The Minister said the nuclear propramme – Eskom would be the government’s operator- would drive up the industrialization in South Africa, Africa’s largest economy, if foreign investors chipped in. Gigaba also highlighted that the country cannot achieve its social and economic development objectives without energy.
He said he hoped the National Nuclear Energy Executive Co-ordinating Commission would present its view on the options for nuclear energy to the Cabinet in the near future. Eskom would be the operator of the government’s nuclear programme.
It might be necessary to bring the construction of a third new coal-fired power station forward because it would take time to raise funds and build the nuclear power stations, a process that would be staggered into three phases of 3,200MW each. This was under discussion with the Department of Energy.
The minister furthered stating that the construction of new NPPs will benefit South African industry.
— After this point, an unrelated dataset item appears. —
PR #753, opened 2021-07-28
Google Cloud Platform Service Account Auth Support

nfx:
Added Google Cloud Platform Service Account authentication for Accounts API


common/gcp.go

Local companies have displayed their competence with the construction of new coal power stations, he cited. “It is essential that South African industry position itself to export nuclear power plant components,” which will require local companies to form international strategic partnerships. Construction of such components demands very high standards, which is a “challenge that must be overcome”.
Those opposed to the new nuclear project cite the huge amount of money involved in the construction of the plants, but Gigaba dismissed the notion explaining that the cost of the construct had to be weighed against the gains made in reducing carbon emissions and the long-term stability of electricity supply.
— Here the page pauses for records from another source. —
PR #771, opened 2021-08-11
Add support for Databricks Repos

alexott:
This PR adds `databricks_repo` resource to manage [Databricks Repos](https://docs.databricks.com/repos.html)


exporter/importables.go
```diff
@@ -856,4 +856,57 @@ var resourcesMap map[string]importable = map[string]importable{
...
+			if ic.meAdmin {
+				ic.Emit(&resource{
+					Resource: "databricks_permissions",
+					ID:       fmt.Sprintf("/repos/%s", r.ID),
+					Name:     "repo_" + ic.Importables["databricks_repo"].Name(r.Data),
+				})
+			}
+			return nil
+		},
+		Body: func(ic *importContext, body *hclwrite.Body, r *resource) error {
```
nfx, line 897: Why do we need custom body exporter?

workspace/resource_repo.go
```diff
@@ -0,0 +1,216 @@
...
+}
+
+// NewReposAPI creates ReposAPI instance from provider meta
+func NewReposAPI(ctx context.Context, m interface{}) ReposAPI {
+	return ReposAPI{m.(*common.DatabricksClient), ctx}
+}
+
+// ReposResponse provides information about given repository
+type ReposResponse struct {
+	Id           int64  `json:"id"`
```
nfx, line 26: nit: ID

(Somewhere in the old checkstyle it was enforced)

workspace/resource_repo.go
```diff
@@ -0,0 +1,216 @@
...
+	Url          string `json:"url"`
+	Provider     string `json:"provider"`
+	Path         string `json:"path"`
+	Branch       string `json:"branch"`
+	HeadCommitId string `json:"head_commit_id"`
```
nfx, line 31: And ID here

workspace/resource_repo.go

The opponents of the nuclear energy also cited the Fukushima nuclear accident in Japan two year ago. However, the South Africa government has proceeded carefully. It had the National Nuclear Regulator (NNR) investigate the safety of national electricity utility Eskom’s Koeberg NPP and Necsa’s Safari-1 research reactor. (Koeberg is near Cape Town and Safari-1 is at Pelindaba, west of Pretoria.) The outcome of both safety reviews was positive, with only minor changes required.
He asked: “Which costs are we willing to bear? That is the decision we have to take.”
He also believes that the Democratic Republic of Congo, Inga hydroelectric project would determine the future of the nuclear energy.
Last month, South Africa Deputy President, Kgalema Motlanthe said: “It has become crystal-clear that coal is not a long-term solution of our needs.
“Because of coal, our country is listed among the world’s largest emitters of carbon dioxide.”
Moreover, the country’s coal power stations were concentrated in the north-east region and required long transmission lines to reach most of the rest of the country. This was not wise.
“It is clear that in the medium term coal will have a role to play in mitigating our energy challenges,” he admitted.